CMOS VLSI chip 1980-1989

The PF474

A CMOS VLSI device to perform intelligent string comparisons while maintaining an on-chip ranked lists of best matches.

Click for a larger picture
The PF474 was featured on the cover of Electronics Magazine in December 1983.

Description: The PF474 is a special purpose CMOS VLSI processor that compares strings resulting in a numerical indication of their similarity. A ranked list of the 16 best matches is maintained on silicon. Its 9-stage pipeline includes 6 independent RAMs, including one that can be set to zero in a single cycle. The device count is roughly 55,000. Prototypes were build using 4-micron NMOS technology, but the first commercial versions used 3-micron CMOS. Mark Heising led the CMOS design effort. At its maximum 4MHz clock speed, 20,000-30,000 string comparisons and rankings per second were possible. See the author's 1978 masters thesis or A Bipartite Matching Approach to Approximate String Comparison and Search for a discussion of the kind of string similarity function computed by the PF474.

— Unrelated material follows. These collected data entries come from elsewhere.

PR #3181, opened 2021-11-16
[LETS-187] Add xboot_initialize_remote_storage_server()

ribram:
http://jira.cubrid.org/browse/LETS-187

Add the function that puts new database created for remote storage in databases.txt file. The function follows the code handling databases.txt entry from `xboot_initialize_server`, with the next conditions:

  - Lock dabatases.txt file while adding new entry
  - Do not overwrite existing entry; return with error if the same database already exists

Small refactoring in the xboot_initialize_server code; reorganized conditional branches to clarify the logic flow.

### DIFF
--- a/src/transaction/boot_sr.c
+++ b/src/transaction/boot_sr.c
@@ -1603,49 +1603,50 @@ xboot_initialize_server (const BOOT_CLIENT_CREDENTIAL * client_credential, BOOT_
     }
 #endif // WINDOWS && DONT_USE_MANDATORY_LOCK_IN_WINDOWS
 
-  assert (dir != NULL);
-
-  db = cfg_find_db_list (dir, client_credential->get_db_name ());
-  if (db != NULL)
+  if (dir != NULL)
     {
-      if (db_overwrite == false)
+      db = cfg_find_db_list (dir, client_credential->get_db_name ());
+      if (db != NULL)
 	{
-	  /* There is a database with the same name and we cannot overwrite it */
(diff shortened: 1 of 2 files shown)


src/transaction/boot_sr.c
```diff
@@ -1577,70 +1578,74 @@ xboot_initialize_server (const BOOT_CLIENT_CREDENTIAL * client_credential, BOOT_
...
-      fileio_dismount (thread_p, dbtxt_vdes);	/* unlock the directory file */
-      dbtxt_vdes = NULL_VOLDES;
+      if (dbtxt_vdes != NULL_VOLDES)
+	{
+	  fileio_dismount (thread_p, dbtxt_vdes);	/* unlock the directory file */
+	  dbtxt_vdes = NULL_VOLDES;
+	}
       cfg_free_directory (dir);
       dir = NULL;
+      db = NULL;
```
cristiarg, line 1648: replace with [optional] assert:
```suggestion
      assert ((db_overwrite && db == nullptr) || !db_overwrite);
```
or even better
```suggestion
      assert (db == nullptr);
```
and `db = nullptr;` should be moved to else scope ending at ~1638.
I understand that if `db` is non-null here, there's a logic problem.

cristiarg (approved):

src/transaction/boot_sr.c
ribram: db may be non-null if db_overwrite was true. db is set to null as an indication that it is not used below.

The PF474 3-micron CMOS die

Background: The PF474 arose more or less directly from my 1978 Mathematics Masters thesis at Emory University. It presented an easily computed notion for string similarity. This mathematical work was continued much later (see the links below). The motivation for the PF474 was the observation that computers were originally developed for numerical tasks but were clearly heading for widespread and general purpose (nonnumerical) use. While many had floating point units, little hardware existed for nonnumerical applications. We suggested that the computation of a string similarity measure might be of enough general interest to warrant its inclusion in hardware. The hardware was 100-600 times faster than CPUs of the early 80's.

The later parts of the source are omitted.